→ **Data shown**
• • • • • • •

PR #240, opened 2026-03-31
feat: added all supported currencies from exchangerate-api (#229)

Summerfeeling:
This change add all supported currencies of the API that is already in use and implements the request #229.


mauriceboe:
Clean addition, merged into dev. Thanks!

PR #242, opened 2026-03-31
Update type defs to support suggestion items + dedupe keys

Stew8260:
This PR fixes some errors inside the translation files. 

- Updated TypeScript types from Record<string, string> to support structured suggestion items: Record<string, string | { name: string; category: string }[]>
- Ensured all language files match en.ts
- Removed duplicate translation keys across some files
- Kept the most recent definitions


mauriceboe:
Hey, the type fixes for es/fr/nl/ru/zh are good, but some of the removed keys are still actively used in AtlasPage.tsx:

- `atlas.year` — used as placeholder in the year selector (lines 808, 1024)
- `atlas.bucketNamePlaceholder` — used as placeholder in the bucket list input (line 983)

Removing these would cause raw key strings to show up in the UI instead of translations. Please keep those keys and resubmit with only the actual duplicates and the type fixes.

Issue #218, opened 2026-03-31
[BUG] Trip tab very laggy with 60+ places [HELP WELCOME!]


lucaam:
**Describe the bug**
I am hosting this fantastic tool in my k8s cluster using the provided helm chart but I this this the plan tab is very laggy when dealing with around 60 places.
That's not the case if I just create a new trip in the same instance and I test with 5/10 places only.

The laggy pieces are:
Map (pan/zoom)
Day planning side panel (even to just scroll)
Places side panel (drag and drop places)

**To Reproduce**
1. Create a trip
2. Add or import more than 50 places
3. Navigate to the plan tab and play around with places and day planning

**Expected behavior**
Smooth environment even with 50+ places

**Desktop (please complete the following information):**
 - OS: Ubunut 24
 - Browser Edge
 - Version 2.7.1

mauriceboe:
Thanks for the detailed report! I've actually noticed the same behavior myself — the Plan tab starts to feel sluggish once you get past ~50 places, especially the map interactions and drag-and-drop. It's been on my radar and I'll be taking another closer look at it today to see where the main bottlenecks are.

My initial suspicion is that it's a combination of too many re-renders. I'll keep this issue updated with any findings.
Appreciate you taking the time to report this — and glad you're enjoying TREK!

jubnl:
I'm currently working on this issue, and yeah there's way too much rerenders. I currently have a fix the for map and the places panel and I'm searching a proper fix for the drag and drop for days assignments. I'll make a pr once I have everything running smooth with 50+ places

018929014:
Also encountered the issue and seems to me related to JPEG decode per PlaceAvatar, my understanding was that the pictures we retrieve from wiki are way too big and the browser struggle to render it. I did some hacky fix on https://github.com/018929014/TREK, but didn't really had time to look at it. If that can help somehow.

lucaam:
Thanks guys, I was also having a look but it seems to be harder than expected, on my dev env tha map is quite smooth now but the 2 side panels are very laggy.

mauriceboe:
For me, it was mainly the list of locations that was really laggy. @jubnl I'll leave this performance bug out for now and take care of the rest later; maybe you'll find a clean solution. Thanks! 🙏

jubnl:
I mounted an instances with some of the fixes but that's kinda hard for me to know if that's really fixed. Could you guys please test a bit the perfs ? I already created a trip and added 71 places:

[...]

PR #243, opened 2026-03-31
Performance on trip planner

jubnl:
Added caching, memoization and async decoding for place avatars

related to https://github.com/mauriceboe/TREK/issues/218


mauriceboe:
Solid performance improvements across the board. Merged into dev with our existing icon rendering fix preserved. The Wikipedia thumbnail change alone should make a noticeable difference. Thanks!

PR #248, opened 2026-03-31
fix: require authentication for trip file downloads

ktorq:
## Summary

- Adds JWT authentication middleware to the `/uploads/files/*` route so trip documents can no longer be accessed without a valid token
- After authentication, verifies the user has access to the trip that owns the file via `canAccessTrip()`
- Avatars, covers, and photos remain publicly accessible (non-sensitive, used on login/sharing screens)

## Details

Previously the `/uploads/:type/:filename` handler relied on UUID unguessability as the sole access control for trip files (documents, PDFs, spreadsheets, etc.). UUIDs can leak via Referer headers, logs, browser history, or shared screens, making this security-by-obscurity insufficient for potentially sensitive travel documents.

The fix conditionally applies the existing `authenticate` middleware only when `type === 'files'`, then looks up the file's `trip_id` in `trip_files` and calls `canAccessTrip()` to verify the requesting user is the trip owner or a member.

### DIFF
--- a/server/src/index.ts
+++ b/server/src/index.ts
@@ -117,8 +117,19 @@ import { authenticate } from './middleware/auth';
 app.use('/uploads/avatars', express.static(path.join(__dirname, '../uploads/avatars')));
 app.use('/uploads/covers', express.static(path.join(__dirname, '../uploads/covers')));
 
-// Serve uploaded files (UUIDs are unguessable, path traversal protected)
-app.get('/uploads/:type/:filename', (req: Request, res: Response) => {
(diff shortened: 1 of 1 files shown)


mauriceboe:
Hey, thanks for looking into this – but I already solved this on dev today. Direct access to `/uploads/files` is blocked entirely (returns 401), and file downloads go through an authenticated endpoint at `/api/trips/:tripId/files/:id/download` with JWT token verification + trip access check.

Closing this since it's already covered.

ktorq:
Good to hear, thanks!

• • • • • • •

→ **Description of the task**
Take the entries above and transcribe them in full.

→ **Output of the task**
PR #240, opened 2026-03-31
feat: added all supported currencies from exchangerate-api (#229)

Summerfeeling:
This change add all supported currencies of the API that is already in use and implements the request #229.


mauriceboe:
Clean addition, merged into dev. Thanks!

PR #242, opened 2026-03-31
Update type defs to support suggestion items + dedupe keys

Stew8260:
This PR fixes some errors inside the translation files. 

- Updated TypeScript types from Record<string, string> to support structured suggestion items: Record<string, string | { name: string; category: string }[]>
- Ensured all language files match en.ts
- Removed duplicate translation keys across some files
- Kept the most recent definitions


mauriceboe:
Hey, the type fixes for es/fr/nl/ru/zh are good, but some of the removed keys are still actively used in AtlasPage.tsx:

- `atlas.year` — used as placeholder in the year selector (lines 808, 1024)
- `atlas.bucketNamePlaceholder` — used as placeholder in the bucket list input (line 983)

Removing these would cause raw key strings to show up in the UI instead of translations. Please keep those keys and resubmit with only the actual duplicates and the type fixes.

Issue #218, opened 2026-03-31
[BUG] Trip tab very laggy with 60+ places [HELP WELCOME!]


lucaam:
**Describe the bug**
I am hosting this fantastic tool in my k8s cluster using the provided helm chart but I this this the plan tab is very laggy when dealing with around 60 places.
That's not the case if I just create a new trip in the same instance and I test with 5/10 places only.

The laggy pieces are:
Map (pan/zoom)
Day planning side panel (even to just scroll)
Places side panel (drag and drop places)

**To Reproduce**
1. Create a trip
2. Add or import more than 50 places
3. Navigate to the plan tab and play around with places and day planning

**Expected behavior**
Smooth environment even with 50+ places

**Desktop (please complete the following information):**
 - OS: Ubunut 24
 - Browser Edge
 - Version 2.7.1

mauriceboe:
Thanks for the detailed report! I've actually noticed the same behavior myself — the Plan tab starts to feel sluggish once you get past ~50 places, especially the map interactions and drag-and-drop. It's been on my radar and I'll be taking another closer look at it today to see where the main bottlenecks are.

My initial suspicion is that it's a combination of too many re-renders. I'll keep this issue updated with any findings.
Appreciate you taking the time to report this — and glad you're enjoying TREK!

jubnl:
I'm currently working on this issue, and yeah there's way too much rerenders. I currently have a fix the for map and the places panel and I'm searching a proper fix for the drag and drop for days assignments. I'll make a pr once I have everything running smooth with 50+ places

018929014:
Also encountered the issue and seems to me related to JPEG decode per PlaceAvatar, my understanding was that the pictures we retrieve from wiki are way too big and the browser struggle to render it. I did some hacky fix on https://github.com/018929014/TREK, but didn't really had time to look at it. If that can help somehow.

lucaam:
Thanks guys, I was also having a look but it seems to be harder than expected, on my dev env tha map is quite smooth now but the 2 side panels are very laggy.

mauriceboe:
For me, it was mainly the list of locations that was really laggy. @jubnl I'll leave this performance bug out for now and take care of the rest later; maybe you'll find a clean solution. Thanks! 🙏

jubnl:
I mounted an instances with some of the fixes but that's kinda hard for me to know if that's really fixed. Could you guys please test a bit the perfs ? I already created a trip and added 71 places:

[...]

PR #243, opened 2026-03-31
Performance on trip planner

jubnl:
Added caching, memoization and async decoding for place avatars

related to https://github.com/mauriceboe/TREK/issues/218


mauriceboe:
Solid performance improvements across the board. Merged into dev with our existing icon rendering fix preserved. The Wikipedia thumbnail change alone should make a noticeable difference. Thanks!

PR #248, opened 2026-03-31
fix: require authentication for trip file downloads

ktorq:
## Summary

- Adds JWT authentication middleware to the `/uploads/files/*` route so trip documents can no longer be accessed without a valid token
- After authentication, verifies the user has access to the trip that owns the file via `canAccessTrip()`
- Avatars, covers, and photos remain publicly accessible (non-sensitive, used on login/sharing screens)

## Details

Previously the `/uploads/:type/:filename` handler relied on UUID unguessability as the sole access control for trip files (documents, PDFs, spreadsheets, etc.). UUIDs can leak via Referer headers, logs, browser history, or shared screens, making this security-by-obscurity insufficient for potentially sensitive travel documents.

The fix conditionally applies the existing `authenticate` middleware only when `type === 'files'`, then looks up the file's `trip_id` in `trip_files` and calls `canAccessTrip()` to verify the requesting user is the trip owner or a member.

### DIFF
--- a/server/src/index.ts
+++ b/server/src/index.ts
@@ -117,8 +117,19 @@ import { authenticate } from './middleware/auth';
 app.use('/uploads/avatars', express.static(path.join(__dirname, '../uploads/avatars')));
 app.use('/uploads/covers', express.static(path.join(__dirname, '../uploads/covers')));
 
-// Serve uploaded files (UUIDs are unguessable, path traversal protected)
-app.get('/uploads/:type/:filename', (req: Request, res: Response) => {
(diff shortened: 1 of 1 files shown)


mauriceboe:
Hey, thanks for looking into this – but I already solved this on dev today. Direct access to `/uploads/files` is blocked entirely (returns 401), and file downloads go through an authenticated endpoint at `/api/trips/:tripId/files/:id/download` with JWT token verification + trip access check.

Closing this since it's already covered.

ktorq:
Good to hear, thanks!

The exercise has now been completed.